Agarwal R, Afzalpurkar R, Fordtran J S
Department of Internal Medicine, Baylor University Medical Center, Dallas, Texas.
Gastroenterology. 1994 Aug;107(2):548-71. doi: 10.1016/0016-5085(94)90184-8.
When normal people ingest 90 mEq/day of K+ in their diet, they absorb about 90% of intake (81 mEq) and excrete an equivalent amount of K+ in the urine. Normal fecal K+ excretion averages about 9 mEq/day. The vast majority of intestinal K+ absorption occurs in the small intestine; the contribution of the normal colon to net K+ absorption and secretion is trivial. K+ is absorbed or secreted mainly by passive mechanisms; the rectum and perhaps the sigmoid colon have the capacity to actively secrete K+, but the quantitative and physiological significance of this active secretion is uncertain. Hyperaldosteronism increases fecal K+ excretion by about 3 mEq/day in people with otherwise normal intestinal tracts. Cation exchange resin by mouth can increase fecal K+ excretion to 40 mEq/day. The absorptive mechanisms of K+ are not disturbed by diarrhea per se, but fecal K+ losses are increased in diarrheal diseases by unabsorbed anions (which obligate K+), by electrochemical gradients secondary to active chloride secretion, and probably by secondary hyperaldosteronism.
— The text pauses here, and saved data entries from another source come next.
Issue #153, opened 2025-09-10
[Feature] Provide Kafka-based implementation of ActionState


xintongsong:
### Search before asking

- [x] I searched in the [issues](https://github.com/apache/flink-agents/issues) and found nothing similar.

### Description

Provide Kafka-based implementation of ActionState

### Are you willing to submit a PR?

- [ ] I'm willing to submit a PR!

PR #181, opened 2025-09-17
[Feature] Implemenet Kafka-based state store

letaoj:
Linked issue: #153 

### Purpose of change

The main changes in this commits are

* Introduce the Kafka-based state store backend for Flink Agent to use
* Introduce Seder for the ActionState
* Introduce Custom Partitioner used to partition the Kafka record

### Tests

All of them are covered by unit tests.


letaoj:
I will need to rebase after the API change is merged..

tools/lint.sh
```diff
@@ -67,7 +67,7 @@ install_python_deps() {
   if command -v uv >/dev/null 2>&1; then
     echo "Using uv for dependency management"
     pushd python
-    uv sync --extra lint
+    uv sync --extra lint --index-strategy unsafe-best-match
```
Sxnan: Why do we need this change?

api/src/main/java/org/apache/flink/agents/api/configuration/AgentConfigOptions.java
```diff
@@ -27,4 +27,20 @@ public class AgentConfigOptions {
...
+    /** The config parameter specifies the Kafka bootstrap server. */
+    public static final ConfigOption<String> KAFKA_BOOTSTRAP_SERVERS =
+            new ConfigOption<>("kafkaBootstrapServers", String.class, "localhost:9092");
+
+    /** The config parameter specifies the Kafka topic for action state. */
+    public static final ConfigOption<String> KAFKA_ACTION_STATE_TOPIC =
+            new ConfigOption<>("kafkaActionStateTopic", String.class, "flink-agents-action-state");
+
+    /** The config parameter sepcifies the number of partitions for the Kafka action state topic. */
+    public static final ConfigOption<Integer> KAFKA_ACTION_STATE_TOPIC_NUM_PARTITIONS =
```
Sxnan, line 40: Why do we need to specify the number of partitions? Should we allow creating Kafka topic during job run?

runtime/src/main/java/org/apache/flink/agents/runtime/actionstate/ActionStateKafkaSeder.java
```diff
@@ -0,0 +1,110 @@
...
+
+        return mapper;
+    }
+
+    /** Mixin to add type information for Event hierarchy. */
+    @JsonTypeInfo(
+            use = JsonTypeInfo.Id.CLASS,
+            include = JsonTypeInfo.As.PROPERTY,
+            property = "@class")
+    public abstract static class EventTypeInfoMixin {}
```
Sxnan, line 113: Same as the one in `ActionStateKafkaSerializer`, can we reuse?

runtime/src/main/java/org/apache/flink/agents/runtime/actionstate/KafkaActionStateStore.java
```diff
@@ -33,38 +57,303 @@
...
-    public KafkaActionStateStore() {
-        this(new HashMap<>());
+    /** Constructs a new KafkaActionStateStore with custom Kafka configuration. */
+    public KafkaActionStateStore(AgentConfiguration agentConfiguration) {
+        this.actionStates = new HashMap<>();
+        this.latestKeySeqNum = new HashMap<>();
+        this.agentConfiguration = agentConfiguration;
+        this.topic = agentConfiguration.get(KAFKA_ACTION_STATE_TOPIC);
+        // create the topic if not exists
+        maybeCreateTopic();
```
Sxnan, line 119: Should we support creating the topic if it is not exist, or we require that the topic is created beforehand.

api/src/main/java/org/apache/flink/agents/api/configuration/AgentConfigOptions.java
```diff
@@ -27,4 +27,20 @@ public class AgentConfigOptions {
...
     public static final ConfigOption<String> ACTION_STATE_STORE_BACKEND =
             new ConfigOption<>("actionStateStoreBackend", String.class, null);
+
+    /** The config parameter specifies the Kafka bootstrap server. */
+    public static final ConfigOption<String> KAFKA_BOOTSTRAP_SERVERS =
+            new ConfigOption<>("kafkaBootstrapServers", String.class, "localhost:9092");
+
+    /** The config parameter specifies the Kafka topic for action state. */
+    public static final ConfigOption<String> KAFKA_ACTION_STATE_TOPIC =
+            new ConfigOption<>("kafkaActionStateTopic", String.class, "flink-agents-action-state");
```
Sxnan: I think it is better to use `null` as the default value and throw an exception if it is null. Otherwise, it is problematic when multiple jobs use the same default topic.

runtime/src/main/java/org/apache/flink/agents/runtime/actionstate/KafkaActionStateStore.java
```diff
@@ -33,38 +57,303 @@
...
+            LOG.error("Producer is null, cannot put action state to Kafka");
+            return;
+        }
+
+        String stateKey = generateKey(key, seqNum, action, event);
+        try {
+            ProducerRecord<String, ActionState> kafkaRecord =
+                    new ProducerRecord<>(topic, stateKey, state);
+            Future<RecordMetadata> recordFuture = producer.send(kafkaRecord);
+            RecordMetadata recordMetadata =
```
Sxnan: The `recordMetadata` is unused.

runtime/src/main/java/org/apache/flink/agents/runtime/actionstate/KafkaActionStateStore.java
```diff
@@ -33,38 +57,303 @@
...
     }
 
     @Override
-    public ActionState get(Object key, long seqNum, Action action, Event event) throws IOException {
-        // TODO: Implement me
-        return null;
+    public ActionState get(Object key, long seqNum, Action action, Event event) throws Exception {
+        String stateKey = generateKey(key, seqNum, action, event);
+
+        boolean hasDivergence = checkDivergence(key.toString(), seqNum);
```
Sxnan, line 151: Can you elaborate on what case we have divergence? Why do we need to check?

runtime/src/main/java/org/apache/flink/agents/runtime/actionstate/ActionStateStore.java
```diff
@@ -24,7 +24,7 @@
 import java.util.List;
 
 /** Interface for storing and retrieving the state of actions performed by agents. */
-public interface ActionStateStore {
+public interface ActionStateStore extends AutoCloseable {
```
Sxnan, line 27: `close` method is not called. Should it be call in the `ActionExecutionOperator`?

Sxnan (commented):
Thanks for the PR. Please see my comments below.

tools/lint.sh
letaoj: :( This is to mitigate the issue where our internal pip repo does not have the necessary dependency thus i have to add this to the lint for the lint to work. I will revert it to keep the main branch clean.

api/src/main/java/org/apache/flink/agents/api/configuration/AgentConfigOptions.java
letaoj: Make sense. Updated.

api/src/main/java/org/apache/flink/agents/api/configuration/AgentConfigOptions.java
letaoj: We are auto-creating the state topic if it is not created thus I think it would be beneficial if we can let the user to specify the number of partition.

runtime/src/main/java/org/apache/flink/agents/runtime/actionstate/ActionStateKafkaSeder.java
letaoj: Sure, I combined the two class together. This class is a abstract class, i do not want to cross reference the class in two different classes...

runtime/src/main/java/org/apache/flink/agents/runtime/actionstate/ActionStateStore.java
letaoj: Yes, thank you for catching this!

runtime/src/main/java/org/apache/flink/agents/runtime/actionstate/KafkaActionStateStore.java
letaoj: maybeCreateTopic method will create the topic if the topic does not exist with default config.

runtime/src/main/java/org/apache/flink/agents/runtime/actionstate/KafkaActionStateStore.java
letaoj: Yep. Removed. I was using it to get the partition -> offset map but we are now getting the map in the `getRecoveryMarker` method

runtime/src/main/java/org/apache/flink/agents/runtime/actionstate/KafkaActionStateStore.java
letaoj: This is what @xintongsong and I was discussing, think about a case like this

1 -> 2 (crash)
   -> 2' -> 3 -> 4 (crash)

When the second crash happened and we are trying to recover from the state and the input event comes with an order of `1, 2, 3, 4` (action 2 also generate action 3,4 in this case), we should not reuse the state of 3,4 because state of action 3, 4 was based on 2'. So to make 100% correct, we will ignore states after the diverge happens

Sxnan: Thanks for the explanation! LGTM

runtime/src/main/java/org/apache/flink/agents/runtime/operator/ActionExecutionOperator.java
```diff
@@ -350,13 +358,12 @@ private void processActionTaskForKey(Object key) throws Exception {
         long sequenceNumber = sequenceNumberKState.value();
         boolean isFinished;
         List<Event> outputEvents;
-        Optional<ActionTask> generatedActionTaskOpt;
+        Optional<ActionTask> generatedActionTaskOpt = Optional.empty();
         ActionState actionState =
                 maybeGetActionState(key, sequenceNumber, actionTask.action, actionTask.event);
-        if (actionState != null && actionState.getGeneratedActionTask().isEmpty()) {
+        if (actionState != null) {
```
xintongsong, line 365: I assume this means we expect an incompleted action should not have a action state in the store? How is this guaranteed? Looks like we always call `maybePersistTaskResult` after `actionTask.invoke()`.

runtime/src/main/java/org/apache/flink/agents/runtime/operator/ActionExecutionOperator.java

In diarrhea, total body K+ can be reduced by two mechanisms: loss of muscle mass because of malnutrition and reduced net absorption of K+; only the latter causes hypokalemia. Balance studies in patients with diarrhea are exceedingly rare, but available data emphasize an important role for dietary K+ intake, renal K+ excretion, and fecal K+ losses in determining whether or not a patient develops hypokalemia. The paradoxical negative K+ balance induced by ureterosigmoid anastomosis is described. The concept that fecal K+ excretion is markedly elevated in patients with uremia as an intestinal adaptation to prevent hyperkalemia is analyzed; we conclude that the data do not convincingly show the existence of a major intestinal adaptive response to chronic renal failure.
正常人饮食中摄入90mEq/天的钾时,他们吸收约90%的摄入量(81mEq),并在尿液中排出等量的钾。正常粪便钾排泄平均约为9mEq/天。绝大多数肠道钾吸收发生在小肠;正常结肠对钾的净吸收和分泌贡献微不足道。钾主要通过被动机制吸收或分泌;直肠以及可能的乙状结肠有主动分泌钾的能力,但这种主动分泌的定量和生理意义尚不确定。醛固酮增多症使肠道正常的人粪便钾排泄量每天增加约3mEq。口服阳离子交换树脂可使粪便钾排泄量增加至每天40mEq。腹泻本身不会干扰钾的吸收机制,但腹泻性疾病中粪便钾的丢失会因未吸收的阴离子(与钾结合)、主动分泌氯离子继发的电化学梯度以及可能的继发性醛固酮增多症而增加。在腹泻中,总体钾可通过两种机制减少:由于营养不良导致肌肉量减少以及钾的净吸收减少;只有后者会导致低钾血症。对腹泻患者进行的平衡研究极为罕见,但现有数据强调饮食钾摄入、肾脏钾排泄和粪便钾丢失在确定患者是否发生低钾血症方面的重要作用。文中描述了输尿管乙状结肠吻合术引起的矛盾性负钾平衡。分析了尿毒症患者粪便钾排泄显著升高作为肠道适应以预防高钾血症的概念;我们得出结论,数据并未令人信服地表明存在对慢性肾衰竭的主要肠道适应性反应。